Foundations of Data Science
Fall 2015

Principal Instructor:
Ani Adhikari
Co-Instructors:
John DeNero
Michael I. Jordan
Tapan Parikh
David Wagner




Course Information and Policies

This introductory course in data science is built on three interrelated perspectives: inferential thinking, computational thinking, and real-world relevance. Given data arising from some real-world phenomenon, how does one analyze that data so as to understand that phenomenon? How does one collect data to answer questions that one is interested in? Inferential thinking refers to an ability to connect data to underlying phenomena and to the ability to think critically about the conclusions that are drawn from data analysis. Computational thinking refers to the ability to conceive of the abstractions and processes that allow inferential procedures to be embodied in computer programs, and to ensure that such programs are scalable, robust and understandable. In addition to teaching basic skills in computer programming and statistical inference, the course will also involve the hands-on analysis of a variety of real-world datasets, including economic data, document collections, geographical data and social networks, and it will delve into social and legal issues surrounding data analysis, including issues of privacy and data ownership.

Course Format

The course includes many events: lecture, lab, office hours, and review sessions. Weekly lab and lecture are typically the most valuable events to attend.

Lecture: The course includes three 50-minute lectures per week.

Lab: The course includes one laboratory section each week. These sections are run by an amazing group of Graduate Student Instructors. Getting to know your GSI is an excellent way to succeed in this course. Participation in lab is tracked but not required.

Office Hours: Attending office hours is another excellent way to succeed in this course. Office hours are held by GSIs and the instructor each week. A schedule appears on the staff page of the course website.

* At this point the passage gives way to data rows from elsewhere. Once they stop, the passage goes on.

PR #61, opened 2021-09-30
Switch warn stop

MirijaHa:
I added the option that consistency checks throw error on request. I did this because while for interactive use warnings are fine for use in code it should be an error and I am planning to introduce some consistency checks in the next PR.

### DIFF
--- a/R/utils.R
+++ b/R/utils.R
@@ -238,7 +238,7 @@ report_missing_col_combinations <- function(data, composite_unique_cols, throw_e
 #' @param cols Cols to check for duplicate combinations on.
 #'
 #' @return NULL
-report_duplicates <- function(data, cols) {
+report_duplicates <- function(data, cols, throw_error) {
   duplicates <- data %>%
     dplyr::group_by(!!!dplyr::syms(cols)) %>%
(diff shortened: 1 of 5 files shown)


R/utils.R
```diff
@@ -170,19 +170,28 @@ validate_data_has_expected_cols <- function(data,
...
-  report_duplicates(data = data, cols = names(data))
+  report_duplicates(
+    data = data,
+    cols = names(data),
+    throw_error = throw_error
+  )
 
-  report_duplicates(data = dplyr::distinct(data), cols = composite_unique_cols) # removed duplicates on all columns
+  report_duplicates(
+    data = dplyr::distinct(data),
```
jacobvjk, line 191: just out of curiosity, if applying `distinct()` to an entire dataset, wouldn't `distinct_all()` be the more natural option?

MirijaHa: it would, but that would mean I would have to make function report_duplicates more complicated or duplicate it. This way I achieve the same with using just 1 function for checking and reporting

jacobvjk (approved):
LGTM

PR #64, opened 2021-09-30
Ado 1939

MirijaHa:
This PR fixes bug introduced by not filtering for valid_input on sector exposures. While at it I did a small refactoring and moved calculation of aum to a function.


R/wrangle_and_check.R
```diff
@@ -0,0 +1,31 @@
...
+#'
+#' @param sector_exposures A tibble holding sector_exposures as calculated by
+#'   PACTA.
+#' @param asset_type Type of analyzed asset. Can be bonds or equity.
+#'
+#' @return `sector_exposures` holding only valid rows for `asset_type`
+#' @export
+wrangle_and_check_sector_exposures_eq_cb <- function(sector_exposures, asset_type) {
+
+  if (!asset_type %in% c("Bonds", "Equity")) {
```
jacobvjk, line 15: are you not doing this for loans, because there is no such flag there? (I think it's correct, just checking if this is assumed?)

jacobvjk (commented):
minor comments

R/wrangle_and_check.R
MirijaHa: Excactly, 

- there both is no flag on invalid_input 
- only 1 asset type is included so no need for filtering.

Thus one has to trust that dealing with valid_input (if necessary) was done correctly whereever it is done. However since I will add a check for duplicates we should notice if valid_input filtering was not done.

R/calculate_aum.R
```diff
@@ -0,0 +1,19 @@
...
+#' @return A tibble holding columns investor_name, portfolio_name and
+#'   asset_portfolio_value.
+#' @export
+calculate_aum <- function(sector_exposures) {
+  aum <- sector_exposures %>%
+    group_by(investor_name, portfolio_name) %>%
+    summarise(
+      asset_portfolio_value = sum(valid_value_usd),
+      .groups = "drop_last"
+    )
```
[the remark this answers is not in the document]
MirijaHa: changed to drop

jacobvjk (approved):
lgtm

In office hours, you can ask questions about the material, receive guidance on assignments, and work with peers and course staff in a small group setting.

Grading

Grades for this course are assigned using the following sources.

The midterm exam will be held in class on Monday 10/19. The final exam will be held on Monday 12/14 from 8am to 11am, location to be announced.

Materials

The primary text for this course is Computational and Inferential Thinking, an online textbook.

Homework will be distributed each week on paper (typically at lecture on Friday) and posted online. You need to complete them in the spaces given on the page where they appear, not electronically or on a separate piece of paper. (Having a single format helps us grade them and forces you to write concisely.) If you print your own copy, please print it double-sided.

Homework assignments are due in your lab section the week after they are handed out. (For example, the homework handed out on Friday, 8/28 is due in lab on Wednesday 9/2 or, for those in the Thursday lab, Thursday 9/3.)

Computing Resources

All computing assignments in this course will be completed on ds8.berkeley.edu. You can complete all computing labs and projects using any computer (or device) that has a web browser.

The lab room for the course is 105 Cory. If you would like to use a lab computer to work on an assignment, all students will have 24 hour access to this room whenever there is not another course using it. By enrolling in the course, you will have card-key access to this room using your Cal ID card.